# King Royale E-liquid Announcement



## Stroodlepuff (12/8/15)

Good day

It has come to our attention that customers are complaining that they are receiving half empty bottles of the King Royale E-liquid.

Please note the liquid is measured to exactly 30ml's and then poured into the bottles. The structure and the coloring of the bottles however makes it seem like they are not filled correctly. Please pour the liquid into another 30ml bottle if you are unsure if the quantity is correct.

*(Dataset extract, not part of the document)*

PR #3984, opened 2023-12-05
.Net Adding Breaking Glass support for Completion/Generation Services

### LINKED ISSUE #3182: .Net: Need to be able to "break glass" with AzureChatCompletion and friends
Abstractions are great, but they're invariably the lowest common denominator of the things they're abstracting / wrapping, and at some point you often need to "break glass" and get at functionality from the thing being wrapped (especially if new features are added to the underlying thing and not yet exposed through the wrapper).  Today, AzureChatCompletion and OpenAIChatCompletion don't make that possible as they don't expose the underlying OpenAIClient and model ID they're wrapping.  That means in a situation where you have an IChatCompletion and want to test whether it's an AzureChatCompletion and do something special in that case, you have no good way to get at that underlying information, and instead need to also pass around the OpenAIClient.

Also with our next batch of bottles we will be adding a clear strip along the one side so that you can see your liquid levels.

Reactions: Like 6


----------



## Eequinox (12/8/15)

Stroodlepuff said:


> Good day
> 
> It has come to our attention that customers are complaining that they are receiving half empty bottles of the King Royale E-liquid.
> 
> ...


sounds like a "looks can be deceiving" issue had that issue with tile glue used to sell it in 25kg bags factory ran out of 25kg bags used 30kg bags and got flooded with complaints that the bags were not filled properly go figure 
welcome to the human condition

Reactions: Like 1


----------



## Yiannaki (12/8/15)

Stroodlepuff said:


> Good day
> 
> It has come to our attention that customers are complaining that they are receiving half empty bottles of the King Royale E-liquid.
> 
> ...



Speaking of King Royale. This peasant sauce is seriously hitting the spot for me  

Will definitely be coming to stock up on some!

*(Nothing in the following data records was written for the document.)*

PR #4000, opened 2023-12-05
.Net: Add default JSON-serializable TypeConverter

dehoward:
### Motivation and Context

Allows for custom types to be JSON-serializable by default by having a `TypeConverter` returned if a custom one is not already defined for the given type.

### Description
- Changes `TypeConverterFactory` to return a `JsonSerializationTypeConverter` 
- add tests for the factory
- updates example 60 to mention the converter is optional unless some sort of custom serialization is needed

### Contribution Checklist


dotnet/src/InternalUtilities/src/System/TypeConverterFactory.cs
```diff
@@ -51,6 +53,21 @@ internal static class TypeConverterFactory
...
+        public override bool CanConvertFrom(ITypeDescriptorContext? context, Type sourceType) => true;
+
+        public override object? ConvertFrom(ITypeDescriptorContext? context, CultureInfo? culture, object value)
+        {
+            return JsonSerializer.Deserialize<object>((string)value);
+        }
+
+        public override object? ConvertTo(ITypeDescriptorContext? context, CultureInfo? culture, object? value, Type destinationType)
+        {
+            return JsonSerializer.Serialize(value);
```
stephentoub, line 70: Both ConvertFrom and ConvertTo here are making assumptions about the source and destination types. This is going to require some re-work as part of @SergeyMenshykh's work to support marshaling with types other than string.

dotnet/src/InternalUtilities/src/System/TypeConverterFactory.cs
```diff
@@ -51,6 +53,21 @@ internal static class TypeConverterFactory
...
+        return new JsonSerializationTypeConverter();
+    }
+
+    internal sealed class JsonSerializationTypeConverter : TypeConverter
+    {
+        public override bool CanConvertFrom(ITypeDescriptorContext? context, Type sourceType) => true;
+
+        public override object? ConvertFrom(ITypeDescriptorContext? context, CultureInfo? culture, object value)
+        {
+            return JsonSerializer.Deserialize<object>((string)value);
```
stephentoub, line 65: Does specifying `<object>` here work? How does the serializer know the actual destination type to use?

dehoward: no it doesn't. updated to pass the correct type as a 2nd argument to the `JsonSerializer`

dotnet/src/InternalUtilities/src/System/TypeConverterFactory.cs
dehoward: I've setup a sync with him for the morning to get on the same page about this.

dotnet/samples/KernelSyntaxExamples/Example60_AdvancedMethodFunctions.cs
```diff
@@ -75,8 +75,9 @@ public static MyCustomType Function2()
     #region Custom Type
 
     /// <summary>
-    /// In order to use custom types, <see cref="TypeConverter"/> should be specified,
-    /// that will convert object instance to string representation.
+    /// In order to use custom types, a <see cref="TypeConverter"/> can be specified,
+    /// but is not required if the native serialiation provided by default is sufficient.
```
stephentoub, line 79:
```suggestion
    /// but is not required if the native serialization provided by default is sufficient.
```

dotnet/src/InternalUtilities/src/System/TypeConverterFactory.cs
```diff
@@ -51,6 +53,28 @@ internal static class TypeConverterFactory
...
+
+        public override object? ConvertFrom(ITypeDescriptorContext? context, CultureInfo? culture, object value)
+        {
+            return JsonSerializer.Deserialize((string)value, this.type);
+        }
+
+        public override object? ConvertTo(ITypeDescriptorContext? context, CultureInfo? culture, object? value, Type destinationType)
+        {
+            return JsonSerializer.Serialize(value, this.type);
+        }
```
stephentoub, line 78: I think you said you're going to sync with @SergeyMenshykh; I expect this is going to need to be changed based on his efforts around arbitrary object marshaling. As written, this expects everything is strings.

SergeyMenshykh:
@dehoward you will need the PR in https://github.com/microsoft/semantic-kernel/pull/4044 to have the JSON converter working.

dotnet/src/InternalUtilities/src/System/TypeConverterFactory.cs
```diff
@@ -16,7 +18,7 @@ internal static class TypeConverterFactory
     /// </summary>
     /// <param name="type">The Type of the object to convert.</param>
     /// <returns>A TypeConverter instance if a suitable converter is found, otherwise null.</returns>
-    internal static TypeConverter? GetTypeConverter(Type type)
+    internal static TypeConverter GetTypeConverter(Type type)
```
SergeyMenshykh, line 21: Please add unit tests to the `KernelFunctionFromMethodTests1` class for testing object-to-JSON and JSON-to-object marshaling.

dotnet/src/InternalUtilities/src/System/TypeConverterFactory.cs
```diff
@@ -51,6 +53,33 @@ internal static class TypeConverterFactory
             return converter;
         }
 
-        return null;
+        return new JsonSerializationTypeConverter(type);
+    }
+
+    internal sealed class JsonSerializationTypeConverter : TypeConverter
+    {
+        private Type type { get; }
```
SergeyMenshykh, line 61: There is no need to declare a property if a field can be used instead.

dotnet/src/InternalUtilities/src/System/TypeConverterFactory.cs
dehoward: resolving in favor of the other comment

dotnet/src/InternalUtilities/src/System/TypeConverterFactory.cs
dehoward: had a sync with him and after some discussion we determined that this was fine. specifically because we should only ever be going to/from a string when marshalling a complex type.

dotnet/src/InternalUtilities/src/System/TypeConverterFactory.cs
dehoward: I've added them, can you take a look?

dotnet/src/SemanticKernel.UnitTests/Functions/KernelFunctionFromMethodTests1.cs
```diff
@@ -1104,6 +1104,94 @@ public async Task ItPropagatesOriginalExceptionTypeAsync()
...
+        {
+            await function.InvokeAsync(this._kernel, arguments: new() { { "complexType", new ComplexType() { Foo = 42 } } });
+            Assert.Fail("Should have thrown an ArgumentException since complex type cannot be marshalled to int");
+        }
+        catch (ArgumentException)
+        {
+            count++;
+        }
+
+        Assert.Equal(1, count);
```
SergeyMenshykh, line 1166: All these lines can be replaced by this one - await Assert.ThrowsAsync<ArgumentException>(() => fawait function.InvokeAsync(this._kernel, arguments: new() { { "complexType", new ComplexType() { Foo = 42 } } }));

dotnet/src/SemanticKernel.UnitTests/Functions/KernelFunctionFromMethodTests1.cs
```diff
@@ -1104,6 +1104,94 @@ public async Task ItPropagatesOriginalExceptionTypeAsync()
...
+        {
+            result.GetValue<double>();
+            Assert.Fail("Should have thrown an InvalidCastException since complex type cannot be cast to double");
+        }
+        catch (InvalidCastException)
+        {
+            count++;
+        }
+
+        Assert.Equal(1, count);
```
SergeyMenshykh, line 1192: Same as comment above.

dotnet/src/InternalUtilities/src/System/TypeConverterFactory.cs
```diff
@@ -49,6 +51,41 @@ internal static class TypeConverterFactory
...
+        public override bool CanConvertFrom(ITypeDescriptorContext? context, Type sourceType) => sourceType == typeof(string);
+
+        public override object? ConvertFrom(ITypeDescriptorContext? context, CultureInfo? culture, object value)
+        {
+            if (value is not string)
+            {
+                throw new ArgumentOutOfRangeException(nameof(value), value, "Cannot convert from non-string value.");
+            }
+
+            return JsonSerializer.Deserialize(value.ToString()!, this._type);
```
SergeyMenshykh, line 78: no need to call `ToString` method here. Just add variable name it the if block above - `if (value is not string json)`

SergeyMenshykh (approved):

alliscode (approved):

markwallace-microsoft (approved):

Sent from my SM-N9005 using Tapatalk


----------



## BumbleBee (12/8/15)

Yiannaki said:


> Speaking of King Royale. This peasant sauce is seriously hitting the spot for me
> 
> Will definitely be coming to stock up on some!
> 
> Sent from my SM-N9005 using Tapatalk


Out of the 5 that is the one I'm most excited to try


----------



## Silver (12/8/15)

Yiannaki said:


> Speaking of King Royale. This peasant sauce is seriously hitting the spot for me
> 
> Will definitely be coming to stock up on some!
> 
> Sent from my SM-N9005 using Tapatalk



Lol @Yiannaki

You and I are like contra-indicators. If you like something - I most likely dont.
And Peasant Sauce was one that I didnt like at all.

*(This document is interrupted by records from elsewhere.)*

PR #4007, opened 2023-12-05
.Net With the new dedicated Rendering events rederedPrompt metadata is not necessary.

### LINKED ISSUE #4005: Drop KernelEventArgsExtensions and RenderedPrompt from Kernel Events
Since the addition of the new `PromptRendering` and `PromptRendered` events, it is not necessary anymore to have a metadata with the rendered prompt available to the Kernel `FunctionInvoking` `FunctionInvoked` events.

Removing those implementations for simplicity.

RogerBarreto:
Resolves #4005

Also fixes a potential bug where metadata references from multiple choices and chunks shares the seame reference.


dmytrostruk (approved):

dotnet/src/SemanticKernel.Core/Functions/KernelFunctionFromPrompt.cs
```diff
@@ -130,10 +130,7 @@ internal sealed class KernelFunctionFromPrompt : KernelFunction
 
         var textContent = await textGeneration.GetTextContentAsync(renderedPrompt, arguments.ExecutionSettings, kernel, cancellationToken).ConfigureAwait(false);
 
-        IDictionary<string, object?> metadata = textContent.Metadata ?? new Dictionary<string, object?>();
-        metadata.Add(KernelEventArgsExtensions.RenderedPromptMetadataKey, renderedPrompt);
-
-        return new FunctionResult(this, textContent.Text, kernel.Culture, new Dictionary<string, object?>(metadata));
+        return new FunctionResult(this, textContent.Text, kernel.Culture, new Dictionary<string, object?>(textContent.Metadata ?? new Dictionary<string, object?>()));
```
stephentoub, line 133:
```suggestion
        return new FunctionResult(this, textContent.Text, kernel.Culture, textContent.Metadata);
```

dotnet/src/Connectors/Connectors.AI.OpenAI/AzureSdk/ClientCore.cs
```diff
@@ -120,7 +120,7 @@ internal ClientCore(ILogger? logger = null)
 
         this.CaptureUsageDetails(responseData.Usage);
         var metadata = GetResponseMetadata(responseData);
-        return responseData.Choices.Select(choice => new TextContent(choice.Text, this.DeploymentOrModelName, choice, Encoding.UTF8, metadata)).ToList();
+        return responseData.Choices.Select(choice => new TextContent(choice.Text, this.DeploymentOrModelName, choice, Encoding.UTF8, new Dictionary<string, object?>(metadata))).ToList();
```
stephentoub, line 123: Why is it we need a new dictionary and can't just pass through the original?

dotnet/src/Connectors/Connectors.AI.OpenAI/AzureSdk/ClientCore.cs
```diff
@@ -367,7 +367,7 @@ await foreach (StreamingChatCompletionsUpdate update in response.ConfigureAwait(
                     }
                 }
 
-                yield return new OpenAIStreamingChatMessageContent(update, update.ChoiceIndex ?? 0, this.DeploymentOrModelName, metadata);
+                yield return new OpenAIStreamingChatMessageContent(update, update.ChoiceIndex ?? 0, this.DeploymentOrModelName, new(metadata));
```
stephentoub, line 370: Why does this dictionary need to be wrapped?

dotnet/src/SemanticKernel.Core/Functions/KernelFunctionFromPrompt.cs
RogerBarreto: Actually this was good, I just looked and fix a potential reference leak between different choices and chunks. 

Knowing that each choice and chunk now will have its own dictionary, we can pass the reference to the FunctionResult.

dotnet/src/Connectors/Connectors.AI.OpenAI/AzureSdk/ClientCore.cs
RogerBarreto: The metadata when is changed in an FunctionResult or a ContentBase or a StreamingContentBase, if thats not done will have the same reference, and changes to it will reflect on all chunks and choices also.

dotnet/src/Connectors/Connectors.AI.OpenAI/AzureSdk/ClientCore.cs
RogerBarreto: Answered above...

stephentoub: Where else is this dictionary instance used other than this one return?

RogerBarreto: This is a yield return, so, changing the dictionary of this chunk will eventually change the same for all other chunks.

If you have a logic like, add key in the `foreach` this would break with key already exists in the following chunk.

stephentoub: How about just having:
```C#
metadata ??= new ReadOnlyDictionary<string, object?>(GetResponseMetadata(update));
```
?

RogerBarreto: @stephentoub Currently StreamingContentBase Metadata is a `IDictionary<string, object?>`.

This is read-write to allow changes to the values as contents can be created, serialized and deserialized. 

This is analogous to the `ContentBase` -> `ChatMessageContent` to be able to serialize and deserialize from a ChatHistory.

dotnet/src/Connectors/Connectors.AI.OpenAI/AzureSdk/ClientCore.cs
stephentoub: How common will it be to have multiple Choices?  That's pretty rare, right? Might be nice to avoid the unnecessary copy if Choices.Count == 1.  This could be something like:
```C#
var results = new TextContent[responseData.Choices.Count];
for (int i = 0; i < results.Length; i++)
{
    results[i] = new TextContent(choice.Text, this.DeploymentOrModelName, choice, Encoding.UTF8,
        i == 0 ? metadata : new Dictionary<string, object?>(metadata));
}
return results;
```

SergeyMenshykh (approved):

I liked three others though


----------



## Rob Fisher (12/8/15)

Yiannaki said:


> Speaking of King Royale. This peasant sauce is seriously hitting the spot for me
> 
> Will definitely be coming to stock up on some!



Agreed! I was prepared to hate it and loved it from the first vape! Popcorn Baby!


----------



## Yiannaki (12/8/15)

Silver said:


> Lol @Yiannaki
> 
> You and I are like contra-indicators. If you like something - I most likely dont.
> And Peasant Sauce was one that I didnt like at all.
> ...



lol! I know you're generally not a fan of the sweet desert liquids 

At least if you come across something that is along the lines of a desert and hate it, I will know to just buy it.


Rob Fisher said:


> Agreed! I was prepared to hate it and loved it from the first vape! Popcorn Baby!


I was very surprised when I watched your video and you were enjoying it skipper but I'm so glad you are  

Peasant sauce is uniquely tasty!



Sent from my SM-N9005 using Tapatalk

Reactions: Like 1 | Agree 1


----------



## Yoda (13/8/15)

Hi everyone

Didn't know where to post this and didn't want to make another thread.
Last week I ordered a 6mg bottle of the Squire flavor was eager to try it, wicked my dripper and my first toot it tasted like nothing (really nothing) so I dripped some more and tasted some more but still nothing just like a little hint of creamyness.
So i left it in my box to steep for a bit took it out just now and had another vape on it and still NOTHING the creamyness got a little better but in the flavor profile it says vanilla custard with something?
So i really dont know should i let it steep more or what?
Really bummed that I payed 160 for a e-liquid that doesnt taste like much?
Can @Stroodlepuff or @Gizmo give some insight please?


----------



## Gizmo (14/8/15)

Morning @Yoda, I am very sorry to hear about this. Doesn't sound right at all.. I will send you another flavour of your choice free of charge..

Reactions: Like 1


----------